Goats are great...my neighbor had one and Sammie, my bridge girl, loved playing with him. At first she seemed like she wasn't quite sure what is was but the two of them really warmed up to each other. Love the names Opie & Andy.

Pete


----------



## kwhit (Apr 7, 2008)

I love goats, too! If I had a place that I could have a couple, I would. Lucky you!


----------



## GoldenCamper (Dec 21, 2009)

Love their names  Now you may never have to mow your lawn again


----------



## hotel4dogs (Sep 29, 2008)

how adorable!! Jordan is going to have a blast with them!


----------



## inge (Sep 20, 2009)

My brother in law has goats, I love them...Jordan will have a lot of fun!


----------



## CAROLINA MOM (May 12, 2009)

Andy and Opie are ADORABLE-only you would be able to find special goats that enjoy Agility-too funny!

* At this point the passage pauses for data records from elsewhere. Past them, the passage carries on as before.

PR #1010, opened 2017-10-05
Bug fixes

cbaenziger:
This fixes:
* Halite `no_lazy_load` issues
* Removes stale Ubuntu 12.04 issues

Can't wait to see the pics of Jordan with her new buddies.


----------



## Jige (Mar 17, 2011)

They are so cute. Are they full Lamancha? They seem to have a bit more ear than I am use to. I would love to get a Billy for my 2 nannies, but then I think of the winter babbies and I say no to gettting another one.


----------



## Claire's Friend (Feb 26, 2007)

They are half Nubian and half La Mancha. They have what are called "pixie ears". I was hoping for the long ears, but these are really cute. They will be fixed and have already been dehorned, so they should make good play mates for J. I left her in her crate in the car yesterday when we went to meet them and the big goats we getting in the car to see her. We just need to work with the babies a little bit more before letting Jordan in the mix. I really love goats too and have wanted some more again for a long time.


----------



## Belle's Mom (Jan 24, 2007)

So now Jordan will be up to 3 pets - 1 kittie and 2 goats.....that is a lot of responsibility for a little girl, but I think she is up to the challenge.


----------



## Claire's Friend (Feb 26, 2007)

and one Mommy and yes she does take very good care of us !!


----------



## goldensrbest (Dec 20, 2007)

You got goats? SHE NEEDS A LITTLE RED SISTER,AND I KNOW WHO!!!!!!!!!!!!!!


----------



## Cathy's Gunner (Dec 4, 2008)

Very cute, Susan Marie! They are really cute. Hope Jordan enjoys them...


----------



## OutWest (Oct 6, 2011)

Great names! My dd loves goats. Will have to show her the pics.


----------



## goldensrbest (Dec 20, 2007)

Hey, no mowing of the grass!!!!


----------



## Karen519 (Aug 21, 2006)

*Adorable*

I love the goats and you won't have to mow the grass.
I bet Jordan will have a great time with Opie and Andy!


----------



## goldhaven (Sep 3, 2009)

Looks like Jordan is going to be "Aunt Bea" The goats are too cute. Jordan will love doing agility with them.


----------



## GoldenMum (Mar 15, 2010)

I thought by now, we'd have seen pictures of Jordan in her BO PEEP get up herding her new buddies?!?


----------



## FeatherRiverSam (Aug 7, 2009)

^^^^^^^^
Me too, what's up Susan Marie? We need pictures!!!

Pete


----------



## LifeOfRiley (Nov 2, 2007)

How in the world did I miss this until now?
Yes, I think more pictures are in order. I LOVE goats. It's that almost bemused look in their eye -- they look at you like they know something you don't.


----------



## BeauShel (May 20, 2007)

Jordan is a very lucky little girl. They are so cute. Think of all the fun you are going to have.


----------



## Claire's Friend (Feb 26, 2007)

The boys are still with their Mama. These were her first babies and they are being left longer in order to "stretch" things out. They are part of a dairy farm. We are also waiting for their boys parts to drop off:uhoh:. We go visit a couple times a week, J has gone nose to nose but still been crated. She won't be loose with them until they are away from Mommy. (mommy might hurt her trying to protect the babies). I think I am more the Aunt Bea type and J can be Bo Peep . I'll have to start working on that outfit.


----------



## GoldenMum (Mar 15, 2010)

Claire's Friend said:


> The boys are still with their Mama. These were her first babies and they are being left longer in order to "stretch" things out. They are part of a dairy farm. We are also waiting for their boys parts to drop off:uhoh:. We go visit a couple times a week, J has gone nose to nose but still been crated. She won't be loose with them until they are away from Mommy. (mommy might hurt her trying to protect the babies). I think I am more the Aunt Bea type and J can be Bo Peep . I'll have to start working on that outfit.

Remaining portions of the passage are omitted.